Mise-en-scène is a French term and originates in the theater. It means, literally, "put in the scene." For film, it has a broader meaning, and refers to almost everything that goes into the composition of the shot, including the composition itself: framing, movement of the camera and characters, lighting, set design and gen eral visual environment, even sound as it helps elaborate the composition. Mise-en-scène can be defined as the articulation of cinematic space, and it is precisely space that it is about. Cutting is about time; the shot is about what occurs in a defined area of space, bordered by the frame of the movie screen and determined by what the camera has been made to record. That space, the mise-en-scène, can be unique, closed off by the frame, or open, providing the illusion of more space around it. In Travelling Players (1975), a film by the Greek director Theo Angelopoulos, a group of people move into the past by taking a long walk down a street in one shot; time moves backward as they walk. There is a sequence in the film Grand Illusion (1937) by the director (and son of the Impressionist painter) Jean Renoir in which a group of World War I POWs receive a carton of gifts. Among the gifts is, unaccountably, some women s clothing. One of the soldiers puts the clothing on, and the rest stare at him in stunned silence. Renoir creates their response by gently, slowly, panning across the men staring. The movement yields up the space the men inhabit, suggests that it extends beyond the frame, and delicately emphasizes their confused sexual response to this sudden appearance of a man in woman s clothes. Had Renoir cut from face to face, the effect would have been quite different, suggesting the isolation of one man and his emotional response from the next person in the group. If he had offered only a wide shot of all the men together, their individual expressions would have been lost. The pan joins individual to group, making the revelation of space not only physical but emotional and communal, and the response more generally and genuinely human. It allows us to understand the response and not lose our perspective. Closeness and comfortable distance remain.

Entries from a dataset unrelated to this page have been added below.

PR #6510, opened 2026-07-21
@effect/sql-mysql2: add disablePreparedStatements (text protocol for Hyperdrive-style proxies)

### LINKED ISSUE #6509: @effect/sql-mysql2: no way to disable prepared statements — unusable behind Cloudflare Hyperdrive (COM_STMT_PREPARE)

`@effect/sql-mysql2@4.0.0-beta.99` (effect 4.0.0-beta.99)

Use `@effect/sql-mysql2` from a Cloudflare Worker through a [Hyperdrive](https://developers.cloudflare.com/hyperdrive/) connection string (e.g. fronting PlanetScale MySQL):

```ts
const SqlLive = MysqlClient.layer({
  url: Redacted.make(env.HYPERDRIVE.connectionString)
})

const rows = yield* sql`SELECT * FROM users WHERE id = ${id}`
```

Queries execute.

### What do you see instead?

Every statement fails with:

```
Hyperdrive does not currently support MySQL COM_STMT_PREPARE messages
```

Hyperdrive multiplexes client connections onto pooled upstream connections, and MySQL prepared-statement handles are per-connection server state, so Hyperdrive rejects `COM_STMT_PREPARE` outright. `MysqlClient`'s connection implementation routes every parameterized statement through mysql2's `connection.execute()` (the prepared/binary protocol), so the client is unusable behind Hyperdrive — and behind other transaction-mode MySQL proxies with the same limitation.

### Additional information

Two adjacent gaps make the workaround impossible from config alone:

1. There is no way to opt out of prepared statements. mysql2's text path (`connection.query()`) escapes parameters client-side, so parameterization is preserved — this is the same escape hatch postgres.js exposes as `prepare: false` for transaction-mode poolers like pgbouncer. Notably `executeStream` already uses `connection.query(...).stream()`, so streaming works on the text protocol today; only the default `execute`/`executeValues`/`executeRaw` paths prepare.
2. When `url` is set, `poolConfig` is ignored (the `createPool` call in the `url` branch doesn't spread it), so `disableEval: true` — required on Cloudflare Workers because mysql2's JIT row parsers call `new Function(...)`, which workerd disallows — cannot be combined with a connection URI.

Proposal: add `disablePreparedStatements?: boolean` to `MysqlClientConfig` that flips the default method from `"execute"` to `"query"`, and spread `poolConfig` in the `url` branch as well. PR incoming from my fork.

sam-goodwin:
Fixes #6509

Adds `disablePreparedStatements` to `MysqlClientConfig`: statements run over the text protocol (`connection.query`) instead of `connection.execute`, for proxies that reject `COM_STMT_PREPARE` (e.g. Cloudflare Hyperdrive). Equivalent of postgres.js's `prepare: false`. Only the default of the existing `method` parameter changes; `executeStream` already used `query`.

Also spreads `poolConfig` into `createPool` when `url` is set (previously ignored on that path).

Includes a testcontainers case; suite passes locally against a real MySQL container.

## Summary by CodeRabbit

* **New Features**
  * Added a `disablePreparedStatements` option for MySQL connections to force text-protocol execution instead of prepared statements, improving compatibility with proxies that block binary prepared-statement traffic.
  * Parameterized queries remain safely parameterized when the option is enabled.
* **Bug Fixes**
  * Improved MySQL pool defaults so connection limits and idle timeouts correctly apply from `poolConfig` when explicit values aren’t provided.
* **Tests**
  * Added coverage to confirm that, with `disablePreparedStatements` enabled, query execution never uses the prepared-statement execution path.

### DIFF
--- a/.changeset/mysql2-disable-prepared-statements.md
+++ b/.changeset/mysql2-disable-prepared-statements.md
@@ -2,13 +2,4 @@
 "@effect/sql-mysql2": patch
 ---
 
-Add `disablePreparedStatements` to `MysqlClientConfig`, running every statement over the MySQL text protocol (`connection.query`) instead of prepared statements (`connection.execute` / `COM_STMT_PREPARE`).
-
-Some MySQL proxies do not support the binary protocol — Cloudflare Hyperdrive rejects every prepared statement with "Hyperdrive does not currently support MySQL COM_STMT_PREPARE messages", which previously made this client unusable behind it. mysql2 still escapes parameters client-side on the text path, so parameterization is preserved. Streaming already used the text protocol and is unchanged.
-
-```ts
-MysqlClient.layer({
-  url: Redacted.make(env.HYPERDRIVE.connectionString),
-  disablePreparedStatements: true
-})
-```
+Add `disablePreparedStatements` to `MysqlClientConfig`, to completely disable prepared statements
--- a/.changeset/mysql2-disable-prepared-statements.md
+++ b/.changeset/mysql2-disable-prepared-statements.md
@@ -9,10 +9,6 @@ Some MySQL proxies do not support the binary protocol — Cloudflare Hyperdrive 
 ```ts
 MysqlClient.layer({
   url: Redacted.make(env.HYPERDRIVE.connectionString),
-  disablePreparedStatements: true,
-  // mysql2's JIT row parsers use `new Function`, which workerd disallows
-  poolConfig: { disableEval: true }
+  disablePreparedStatements: true
 })
 ```
-
-`poolConfig` is now also applied when `url` is set (it was previously ignored on that path), so options like `disableEval` can be combined with a connection URI.
--- a/.changeset/mysql2-disable-prepared-statements.md
+++ b/.changeset/mysql2-disable-prepared-statements.md
@@ -1,0 +1,18 @@
+---
+"@effect/sql-mysql2": patch
+---
+
+Add `disablePreparedStatements` to `MysqlClientConfig`, running every statement over the MySQL text protocol (`connection.query`) instead of prepared statements (`connection.execute` / `COM_STMT_PREPARE`).
+
+Some MySQL proxies do not support the binary protocol — Cloudflare Hyperdrive rejects every prepared statement with "Hyperdrive does not currently support MySQL COM_STMT_PREPARE messages", which previously made this client unusable behind it. mysql2 still escapes parameters client-side on the text path, so parameterization is preserved. Streaming already used the text protocol and is unchanged.
+
+```ts
+MysqlClient.layer({
+  url: Redacted.make(env.HYPERDRIVE.connectionString),
+  disablePreparedStatements: true,
+  // mysql2's JIT row parsers use `new Function`, which workerd disallows
+  poolConfig: { disableEval: true }
+})
+```
+
+`poolConfig` is now also applied when `url` is set (it was previously ignored on that path), so options like `disableEval` can be combined with a connection URI.
--- a/packages/sql/mysql2/src/MysqlClient.ts
+++ b/packages/sql/mysql2/src/MysqlClient.ts
@@ -194,6 +194,19 @@ export interface MysqlClientConfig {
   readonly maxConnections?: number | undefined
   readonly connectionTTL?: Duration.Input | undefined
 
+  /**
+   * Extra options passed through to `mysql2`'s `createPool`.
+   *
+   * **Details**
+   *
+   * Explicit config fields (`maxConnections`, `connectionTTL`, …) take
+   * precedence over the equivalent `poolConfig` entries. When `url` is set,
+   * the connection-identity fields (`uri`, `host`, `port`, `user`,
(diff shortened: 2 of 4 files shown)


packages/sql/mysql2/src/MysqlClient.ts
```diff
@@ -301,14 +315,15 @@ export const make = (
...
+        ...options.poolConfig,
         uri: Redacted.value(options.url),
         multipleStatements: true,
         supportBigNumbers: true,
         connectionLimit: options.maxConnections!,
         idleTimeout: options.connectionTTL
           ? Duration.toMillis(Duration.fromInputUnsafe(options.connectionTTL))
           : undefined as any
-      })
+      } as Mysql.PoolOptions)
```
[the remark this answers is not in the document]
sam-goodwin: Fixed in 28e7e7a93 — both branches now fall back to `poolConfig.connectionLimit`/`idleTimeout` when `maxConnections`/`connectionTTL` are unset.

packages/sql/mysql2/test/MysqlClient.test.ts
```diff
@@ -32,4 +32,31 @@ describe("MysqlClient", () => {
...
+
+        yield* sql`INSERT INTO text_protocol_test ${sql.insert([{ value: "a" }, { value: "b" }])}`
+
+        const rows = yield* sql<{ value: string }>`SELECT value FROM text_protocol_test WHERE value = ${"a"}`
+        assert.deepStrictEqual(rows, [{ value: "a" }])
+
+        const streamed = yield* Stream.runCollect(
+          sql<{ value: string }>`SELECT value FROM text_protocol_test ORDER BY id`.stream
+        )
+        assert.deepStrictEqual(streamed, [{ value: "a" }, { value: "b" }])
```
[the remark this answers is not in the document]
sam-goodwin: In v4 `Stream.runCollect` returns `Effect<Array<A>>` (packages/effect/src/Stream.ts), not a `Chunk` — the assertion is correct as written and the test passes against a real MySQL container.

packages/sql/mysql2/src/MysqlClient.ts
```diff
@@ -301,14 +315,15 @@ export const make = (
 
     const pool = options.url
       ? Mysql.createPool({
+        ...options.poolConfig,
```
IMax153: The issue here is that `poolConfig` can contain connection options like `host`, `port`, `user`, `password`, etc. 

Spreading the `poolConfig` here when `options.url` is explicitly set would go against the documented behavior of `options.url`.

```ts
/**
 * Connection URI. Setting this will override the other connection options
 */
readonly url?: Redacted.Redacted
```

This is because `mysql2` treats any fields supplied alongside the connection URL as **overrides** - it only copies a value parsed from the URL when the corresponding explicit option is falsy.

packages/sql/mysql2/test/MysqlClient.test.ts
```diff
@@ -32,4 +32,31 @@ describe("MysqlClient", () => {
       Effect.provide(MysqlContainer.layerClient),
       Effect.catchTag("ContainerError", () => Effect.void)
     ), { timeout: 60_000 })
+
+  it.effect(
```
IMax153: This test doesn't really test that `disablePreparedStatements` does anything - it would pass even if `disablePreparedStatements` was `false`. 

A better test would have some sort of injected spy or mock that detects that query mode is indeed in use.

IMax153 (changes requested):

packages/sql/mysql2/src/MysqlClient.ts
sam-goodwin: Went further in 1d7579c: the `url` branch no longer touches `poolConfig` at all — it's byte-identical to what's on main, so `url` stays fully authoritative (including query-string params). `poolConfig` applies only with the discrete connection options, where it always has. The PR is now just `disablePreparedStatements` plus the `connectionLimit`/`idleTimeout` fallbacks on the non-url branch.

IMax153 (approved):
ccing @tim-smart to also give this a glance

.changeset/mysql2-disable-prepared-statements.md
```diff
@@ -0,0 +1,14 @@
...
+Add `disablePreparedStatements` to `MysqlClientConfig`, running every statement over the MySQL text protocol (`connection.query`) instead of prepared statements (`connection.execute` / `COM_STMT_PREPARE`).
+
+Some MySQL proxies do not support the binary protocol — Cloudflare Hyperdrive rejects every prepared statement with "Hyperdrive does not currently support MySQL COM_STMT_PREPARE messages", which previously made this client unusable behind it. mysql2 still escapes parameters client-side on the text path, so parameterization is preserved. Streaming already used the text protocol and is unchanged.
+
+```ts
+MysqlClient.layer({
+  url: Redacted.make(env.HYPERDRIVE.connectionString),
+  disablePreparedStatements: true
+})
+```
```
tim-smart:
```suggestion
Add `disablePreparedStatements` to `MysqlClientConfig`, to completely disable prepared statements
```

tim-smart (approved):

Editing is a way to form a narrative temporally, both in the making and the viewing of a film. Editing speeds up the shooting process in ways outlined earlier it speeds up the viewing process by creating a rhythm of forward action. Even the over-the-shoulder cutting of a dialogue sequence, which creates an event that takes place in one space over a short period of time, is moved along by the rapid shifts of point of view between the participants. Mise-en-Scene filmmaking directs our attention to the space of the shot itself. It slows down production, i.e., where care must be taken in performance, lighting, and composition. If a long take is involved, careful planning is required to make sure that actors and camera move synchronously. In a long take actors must act. There s no chance to save a performance by cutting away to someone or something else in the scene. If a mistake is made, the entire shot has to be made again. The economics of Hollywood production frown on such methods. For the viewer, a film that depends upon mise-en-scène and long shots makes special demands. Without editing to analyze what s important in a scene by cutting to a closeup of a face or an object, the viewer is required to do the looking around in the shot, to be sensitive to changes in spatial relationships and the movements of camera and actor. Even a film that uses a lot of shots and cutting may still depend on the mise-en-scene to articulate meaning as each cut reveals a different spatial relationship. Perhaps a general rule is that films made in the classical continuity style point of view usher the viewer through the progress of the narrative. Films that depend on mise-en-scene ask true viewer to pause and examine the compositional spaces of the narrative. The classical continuity style is directive the mise-en-scene style contemplative.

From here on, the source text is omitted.